The PortIO implantable intraosseous vascular access device continues to advance through the FDA’s de novo pathway as it seeks an initial 7-day implant duration indication for use. The GLP animal study requested by the FDA has been completed along with supplementary cadaver and acute animal studies. A pre-submission package incorporating these data will be submitted to FDA in the coming weeks. Groundbreaking data from a recently completed pilot animal study demonstrated an unprecedented maintenance-free implant duration of over 60 days. Based on these results, PAVmed is planning to initiate a long-term (90-day implant duration) FIH series in Colombia, South America this quarter. CE Mark submission is scheduled for Q2-2019 and the Company continues to explore potential strategic partnerships, including acquisition of PortIO.

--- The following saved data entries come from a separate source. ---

PR #3142, opened 2021-04-05
use batched reads

marten-seemann:


conn_oob.go
```diff
@@ -94,23 +113,41 @@ func newConn(c OOBCapablePacketConn) (*oobConn, error) {
 			return nil, errors.New("activating packet info failed for both IPv4 and IPv6")
 		}
 	}
-	return &oobConn{
+	oobConn := &oobConn{
 		OOBCapablePacketConn: c,
-		oobBuffer:            make([]byte, 128),
-	}, nil
+		batchConn:            ipv4.NewPacketConn(c),
+		messages:             make([]ipv4.Message, batchSize),
```
lucas-clemente, line 119: Maybe it's a bit less error-prone if you keep a `[batchSize]ipv4.Message` array and a `currentMessages` slice over that as members? That could allow you to get rid of the `readPos` tracking…

lucas-clemente (approved):

PR #3146, opened 2021-04-14
make it possible to associate a ConnectionTracer with a Session

### LINKED ISSUE #3145: find an idiomatic way to associate a tracer with a connection
`quic.Listen` and `quic.Dial` both take a `quic.Config`. The `Config` has a [`logging.Tracer`](https://pkg.go.dev/github.com/lucas-clemente/quic-go@v0.20.1/logging#Tracer), which, if set, allows the application to return a `logging.ConnectionTracer`. Over the lifetime of the connection, quic-go emits a series of events, which can be traced by the connection tracer.

This is very helpful for generating metrics, and go-libp2p-quic-transport [uses](https://github.com/libp2p/go-libp2p-quic-transport/blob/master/tracer_metrics.go) it for this purpose.
The problem is, that it would be nice to associate application-layer information with that tracer. For example, it would be really helpful to also log the peer ID and the `AgentVersion`. This is not possible at the moment, since it's not possible to associate a tracer created by the `logging.Tracer.TracerForConnection` with the connection returned from `quic.Listen` or `quic.Dial`.

I'm wondering if there's an idiomatic way to solve this. @mvdan, do you have any idea?

marten-seemann:
Fixes #3145.

This PR implements a combination of the options discussed on the issue:
* `logging.Tracer.NewConnectionTracer` now takes a `context.Context`, which has values associated with it.
* Both this context as well as the context returned from `Session.Context` have a context with a `SessionTracingKey` value (which is a uint64).
* For outgoing connections, the context passed to `NewConnectionTracer` is derived from the context passed to `Dial`. This allows us (for example) to associate the peer ID we were dialing even if the handshake fails (and no `Session` is returned).

@mvdan, how does this look to you?

### DIFF
--- a/client.go
+++ b/client.go
@@ -203,13 +203,17 @@ func dialContext(
 	}
 	c.packetHandlers = packetHandlers
 
+	c.tracingID = nextSessionTracingID()
 	if c.config.Tracer != nil {
-		c.tracer = c.config.Tracer.TracerForConnection(protocol.PerspectiveClient, c.destConnID)
+		c.tracer = c.config.Tracer.TracerForConnection(
+			context.WithValue(ctx, SessionTracingKey, c.tracingID),
+			protocol.PerspectiveClient,
+			c.destConnID,
+		)
 	}
 	if c.tracer != nil {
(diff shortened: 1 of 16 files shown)


mvdan:
SGTM. You could always refine this if users find it's not enough.

PR #3147, opened 2021-04-14
remove the .editorconfig

marten-seemann:


mvdan (approved):
Yes please :) Should make reviews easier.

PR #3148, opened 2021-04-14
declare the handshake confirmed when receiving an ACK for a 1-RTT packet

### LINKED ISSUE #3144: SentPacketHandler.OnLossDetectionTimeout sometimes called repeatedly during handshake
I noticed irregular 100% CPU usage in a handshake test. Running the below command reproduces the issue for me roughly in 1/20 runs.

`ginkgo --focus "Handshake drop tests with QUIC version TLS dev version \(WIP\) when not using Retry using a long certificate chain: false client speaks first establishes a connection when 1/3 of the packets are lost in both direction"  --untilItFails`

I pinpointed the issue to `SentPacketHandler.OnLossDetectionTimeout` being called repeatedly. Logging the internal state during that call I noticed that when this happens `h.handshakeConfirmed` is always false and `h.appDataPackets.lossTime` is always set and always has the same value. From this I figured why the repeated calls are being made. The [check](https://github.com/lucas-clemente/quic-go/blob/3138a45fded18b7c15c12424ea662127b4b80c9f/internal/ackhandler/sent_packet_handler.go#L602) in `SentPacketHandler.OnLossDetectionTimeout` due to `h.handshakeConfirmed=false` stops `onVerifiedLossDetectionTimeout` from being called even though the `h.appDataPackets.lossTime` was reached. Then the loss detection timer is set to the exact same `h.appDataPackets.lossTime` value and the session wakes up for it, repeatedly.

marten-seemann:
... on the client side. Both the receipt of HANDSHAKE_DONE and the receipt of an ACK for a 1-RTT packet are sufficient for declaring confirmation of the handshake.

Fixes #3144. @rip-create-your-account

### DIFF
--- a/internal/ackhandler/interfaces.go
+++ b/internal/ackhandler/interfaces.go
@@ -27,7 +27,7 @@ type Packet struct {
 type SentPacketHandler interface {
 	// SentPacket may modify the packet
 	SentPacket(packet *Packet)
-	ReceivedAck(ackFrame *wire.AckFrame, encLevel protocol.EncryptionLevel, recvTime time.Time) error
+	ReceivedAck(ackFrame *wire.AckFrame, encLevel protocol.EncryptionLevel, recvTime time.Time) (bool /* 1-RTT packet acked */, error)
 	ReceivedBytes(protocol.ByteCount)
 	DropPackets(protocol.EncryptionLevel)
 	ResetForRetry() error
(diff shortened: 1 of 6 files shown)


rip-create-your-account:
SentPacketHandler stores only ack-eliciting packets so an opportunity to confirm the handshake could be missed. Or is there a reason to not confirm handshake with packets that are not ack-eliciting? The suggested implementation allows it.

Also with the current implementation, I think the comments on the SentPacketHandler interface like `/* contained 1-RTT packet */` should be `/* contained 1-RTT ack-eliciting packet */` just to be exact.

lucas-clemente (approved):

marten-seemann:
> Or is there a reason to not confirm handshake with packets that are not ack-eliciting?

@rip-create-your-account we don't save them in the packet history.

PR #3155, opened 2021-04-20
set the don't fragment (DF) bit on Windows

tobyxdd:


marten-seemann:
Is there any way we can test this? I realize testing that DF is actually set might be difficult, but at least we should be able to pass a net.UDPConn to newConn and make sure it doesn’t return an error.

tobyxdd:
Not sure what happened but it doesn't look related to my changes

marten-seemann (approved):
I haven't checked Wireshark to see if the DF bit is actually set. @tobyxdd, have you?

tobyxdd:
Yes I did

tobyxdd:
image
image

without vs with on Windows

marten-seemann (approved):
Thank you @tobyxdd!

marten-seemann:
@tobyxdd Have you checked if this also works on IPv6? I was just working on an equivalent PR for OSX, and it looks like there are different syscalls for IPv4 and IPv6.

marten-seemann:
Or am I misunderstanding something here? IPv6 shouldn't allow any packet fragmentation anyway, but then why is there a `unix.IPV6_DONTFRAG` (see https://pkg.go.dev/golang.org/x/sys/unix).

tobyxdd:
Just realized that IPv6 does have fragmentation (as an extension header), but only at the source, not routers.

https://en.wikipedia.org/wiki/IPv6_packet#Fragment
https://tools.ietf.org/html/rfc3542
https://blog.apnic.net/2016/05/19/fragmenting-ipv6/

tobyxdd:
So yes I guess we do need to set DF for IPv6 as well (or get local MTU from the system?)

marten-seemann:
> So yes I guess we do need to set DF for IPv6 as well (or get local MTU from the system?)

I'm not sure. It depends on what happens when we try to send a too large packet. We'd need some way to feed that information back into the MTU discovery code. Getting the local MTU from the system and initializing the MTU discoverer with that seems like the safer option, but I'm not sure it's needed in practice, as our maximum packet size is below 1500 bytes anyway.

PR #3157, opened 2021-04-24
Remove a h3 client from the pool when dead

### LINKED ISSUE #765: handle closed clients in http3.RoundTripper

rs:
When the session of a client becomes invalid, all subsequent requests
with that client will fail. The RoundTripper's connection pool is not
aware of that and keep using it, which creates a dead end for the
impacted hostname.

This change make sure clients are removed from the pool when in
permanent error. A proper change should probably also retry the requests
on connection errors, but it would require a larger rearchitecture of
how the RoundTripper works. With this, the RoundTripper gives a chance
to the caller to handle errors and retry, which makes at least the
RoundTripper usable.

Fixes #765

### DIFF
--- a/http3/client.go
+++ b/http3/client.go
@@ -10,6 +10,7 @@ import (
 	"net/http"
 	"strconv"
 	"sync"
+	"sync/atomic"
 
 	"github.com/lucas-clemente/quic-go"
 	"github.com/lucas-clemente/quic-go/internal/protocol"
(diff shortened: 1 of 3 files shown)


rs:
The unit tests fails and I don't understand why. The unit test framework used makes it very hard to debug.

marten-seemann:
Why can't we make this analogous to the H2 client?

rs:
That would be great but would be a large change.

brotaxt:
Is there any chance this will get merged someday?

PR #3158, opened 2021-04-25
Expose the methods to create a H3 client and server handler for a low-level library stream  

costinm:
This is similar with the methods exposed by the x/net/http2 library, adapted for quic. Right now it is not
possible to mix use of quic and quic/http3 - this PR provides one way.

I'm using this for some experiments with datagrams and MASQUE - opening the pull request go get 
feedback, if there is interest I can improve it. 

It is also possible to add extra methods to allow the H3 library to dispatch non-http3 low-level streams and 
datagrams to a handler.


marten-seemann:
Interesting. I started playing around with MASQUE a while back: https://github.com/marten-seemann/masque-go. My approach was to expose the datagram receive / send functions on the HTTP/3 connection, not pass a QUIC connection to HTTP/3.

> It is also possible to add extra methods to allow the H3 library to dispatch non-http3 low-level streams and
datagrams to a handler.

Can you elaborate on this?

costinm:
Masque is one way to use QUIC - HTTP/3 centric. It would be great for the http3 library to expose methods to receive/send datagrams, possibly based on a 'flow ID' or app dispatcher. Also would be great if the library exposed methods to for server to 
open streams - which is not allowed in HTTP/3, but very useful when layering other protocols over. 

But at the same time it will be useful to also expose methods similar with the H2 library, letting apps use the low-level QUIC 
( or maybe another implementation of the interfaces defined there). I'm still evaluating the performance of tunneling over 'raw QUIC' versus tunneling over 'H3' - there is some extra overhead, buffer allocations, extra framing for data - and the RoundTrip interface is quite inconvenient and heavily oriented towards HTTP semantics. In particular around dealing with the request body, or sending a FIN (CloseWrite).

costinm:
For the record: I ended up using the low level interface. 

Forwarding streams using the go HTTP interface is not ideal - I'll try to see if the low level qpack can be used, but it's just too much impedance mismatch and overhead.

I think this PR - or a better variant - may still be useful in quic-go, at least for parity with h2 library - but not for my original reasons.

The NextFlo disposable intravenous (IV) infusion set recently achieved a key milestone in its quest to eliminate the need for complex and expensive electronic infusion pumps for most of the estimated one million infusions of fluids, medications and other substances delivered each day in hospitals and outpatient settings in the United States. NextFlo is designed to deliver highly-accurate gravity-driven infusions independent of the height of the IV bag. It maintains constant flow by incorporating a proprietary, passive, pressure-dependent variable flow-resistor consisting entirely of inexpensive, easy-to-manufacture disposable mechanical parts. NextFlo testing has demonstrated constant flow rates across a wide range of IV bag heights, with accuracy rates comparable to electronic infusion pumps. (NextFlo Demonstration Video). This major technological breakthrough has generated significant interest from potential strategic partners, as a result, PAVmed is gearing up to initiate a formal M&A process for NextFlo in the coming weeks.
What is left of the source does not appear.